Afghan families fleeing persecution from the Taliban after helping the British have been warned they face being evicted by the Home Office from the seaside hotel that the Government department placed them into.
A meeting of North Yorkshire Council’s corporate and partnerships scrutiny committee heard the authority’s officers were planning “for the worst case scenario” where up to 90 people still living at the bridging hotel in Scarborough would become homeless on August 16.
Councillors were told the authority’s officers were planning “for the worst case scenario” where up to 90 people still living at the bridging hotel in Scarborough would become homeless on August 16.
Councillors said they were worried a load of the refugees would “present as homeless” in the coming months after hearing the Home Office was determined to close all its controversial refugee bridging hotels before the end of October.
Officers told the committee in recent years refugees had been impacted by “a tunnel of chaos” and while poor countries surrounding the turmoil were still taking the majority of refugees, with nearly four million in Turkey alone, some councils had not taken any refugees.
The meeting in County Hall, Northallerton heard North Yorkshire was taking part in several different schemes to offer homes for refugees, including one in which well over a thousand Ukrainians had arrived in the county.
Although North Yorkshire’s councils had agreed to find homes for 200 people by 2024, the Home Office had put a hold on new cases coming through due to difficulties finding suitable accommodation.
The meeting heard North Yorkshire Council was awaiting awaiting ministerial sign off on taking more refugees, but market towns such as Malton and Richmond were not suitable for the refugees as some had significant medical needs and would be too remote from hospitals.
An officer added: “We constantly find problems in terms of the Home Office not paying us on time. Well, they have never paid us on time, but now it’s getting months and months and months before we get a payment.
“For example, we had some Afghan families arrive January 2022. We only got a first month’s instalment about three months ago. We’ve also got special educational needs and disability cases we can claim exceptional needs expenditure – we’ve been waiting over 12 months for that.
“The Home Office really have not geared up. They’ve not resourced up and of course there’s the other crises, the Afghan crisis, the Ukrainian crisis as well which they are now dealing with. But it does cause issues. If we didn’t have economies of scale there would be serious issues there.”
With the scheme to resettle Afghans facing persecution from the Taliban due to their involvement with the British embassy or Army, the use of hotels had been “far from ideal”, the meeting was told, but had been the only option as it had been an emergency evacuation.
The meeting heard there was Home Office funding to help new families out, providing incentives to landlords, but there was not enough affordable private rented accommodation, particularly for large Afghan families of up to 13.
In addition, officers said despite the volunteer support for the families in the county being “second to none” there was an “unwillingless” among some Afghan families to live in North Yorkshire, as there were established Afghan communities in cities like Leeds and Manchester, which were already running at capacity for taking refugees.
An officer said many of the Afghan families had been under the impression they would have lots of choices about where they were going to live, but in reality they were offered two properties, and told if they did not accept one they would face eviction from the hotel within 56 days. However, no evictions have taken place.
The meeting heard the council was waiting to hear from Government about what its evictions policy towards the refugees, that the Home Office had already stated it would implement evictions this time and about concerns some people might choose to squat at the hotel.
One officer told the meeting the council’s housing team had given “quite a blunt presentation” at the hotel about homelessness, which came as a shock to the Afghan families.
He added: “I don’t think the Home Office have been clear enough about the implications.

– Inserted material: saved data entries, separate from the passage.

PR #800, opened 2017-07-24
(ffmpeg) added README.md; remove older install dirs

### LINKED ISSUE #799: (ffmpeg) Use a static install location
REQUEST: Can this package be changed to always install the latest version of ffmpeg to the same directory please? As it's currently packaged it always installs to programdata\chocolatey\lib\ffmpeg\tools\ffmpeg-VERSION-winBITS-static. Every time a new release comes out it makes a new directory under the package's toolsdir and extracts the files there. This causes hell with other programs (pyTiVo and streambaby are prime examples) that rely on ffmpeg via hard coded paths that keep failing after an upgrade. Of course, there's the issue that old versions never get deleted and just keep accumulating and taking up unnecessary disk space. If ffmpeg just got extracted to the toolsdir without creating a subdirectory, new versions would overwrite old versions and all of this would be solved. ALTERNATIVE#1 the location could be added to the path and updated with each version. Alternative#2 there's always the bin/tools directory (with no version specific subfolder please!). Would you please consider installing to a consistent generic folder?
 

Moving the files from the extracted dir to the toolsdir in the installation script would be perfectly acceptable. Or making a ffmpeg dir inside of toolsdir and then moving them from the extracted path into the generic ffmpeg directory would work as well. 
Any reliably consistent path will do.

majkinetor:
closes #799

### DIFF
--- a/automatic/ffmpeg/ffmpeg.nuspec
+++ b/automatic/ffmpeg/ffmpeg.nuspec
@@ -31,7 +31,7 @@ Security is a high priority and code review is always done with security in mind
     <projectSourceUrl>https://git.ffmpeg.org/ffmpeg.git</projectSourceUrl>
     <docsUrl>https://ffmpeg.org/ffmpeg.html</docsUrl>
     <dependencies>
-      <dependency id="chocolatey" version="0.10.7" />     
+      <dependency id="chocolatey" version="0.10.5" />     
     </dependencies>
   </metadata>
   <files>
--- a/automatic/ffmpeg/ffmpeg.nuspec
+++ b/automatic/ffmpeg/ffmpeg.nuspec
@@ -30,6 +30,9 @@ Security is a high priority and code review is always done with security in mind
     <packageSourceUrl>https://github.com/chocolatey/chocolatey-coreteampackages/tree/master/automatic/ffmpeg</packageSourceUrl>
     <projectSourceUrl>https://git.ffmpeg.org/ffmpeg.git</projectSourceUrl>
     <docsUrl>https://ffmpeg.org/ffmpeg.html</docsUrl>
+    <dependencies>
+      <dependency id="chocolatey" version="0.10.7" />     
+    </dependencies>
   </metadata>
   <files>
     <file src="tools\**" target="tools" />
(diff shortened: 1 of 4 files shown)


automatic/ffmpeg/ffmpeg.nuspec
```diff
@@ -30,6 +30,9 @@ Security is a high priority and code review is always done with security in mind
     <packageSourceUrl>https://github.com/chocolatey/chocolatey-coreteampackages/tree/master/automatic/ffmpeg</packageSourceUrl>
     <projectSourceUrl>https://git.ffmpeg.org/ffmpeg.git</projectSourceUrl>
     <docsUrl>https://ffmpeg.org/ffmpeg.html</docsUrl>
+    <dependencies>
+      <dependency id="chocolatey" version="0.10.7" />
```
AdmiringWorm: Shouldn't the version be set to `0.10.5`?
From my understanding, dependency on chocolatey should be the minimum version is will work with (I'm saying 0.10.5 because 0.10.4 was broken).

automatic/ffmpeg/tools/chocolateyInstall.ps1
```diff
@@ -1,14 +1,16 @@
...
+    FileFullPath   = gi $toolsPath\*_x32.zip
+    FileFullPath64 = gi $toolsPath\*_x64.zip    
+    Destination    = $toolsPath
 }
+
+ls $toolsPath\* | ? { $_.PSISContainer } | rm -Recurse -Force #remove older package dirs
 Get-ChocolateyUnzip @packageArgs
 rm $toolsPath\*.zip -ea 0
+
+mv $toolsPath\ffmpeg-* $toolsPath\ffmpeg
```
AdmiringWorm: I think this could cause problem with users that have the ffmpeg package already installed, but meh guess we'll handle that then.

majkinetor: No it wont, because one of the previous lines removes all previous folders.

AdmiringWorm: Oh right, missed that.

bcurran3:
That was fast. Hot damn. Thanks guys.

majkinetor:
Note that this will be available with next official ffmpeg update. We didn't push now.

The [eviction] letter that families got sent wasn’t translated. It was very legalistic, I kept on having to read it myself.”
A Home Office spokesperson said: “Financial support for North Yorkshire is managed on behalf of the Home Office by Migration Yorkshire, a local authority-led partnership which works across the whole of the Yorkshire and Humber region.
“There has been no delay on the part of the Home Office to release these funds and we will be contacting Migration Yorkshire to check that all financial support for the local authority has been delivered.”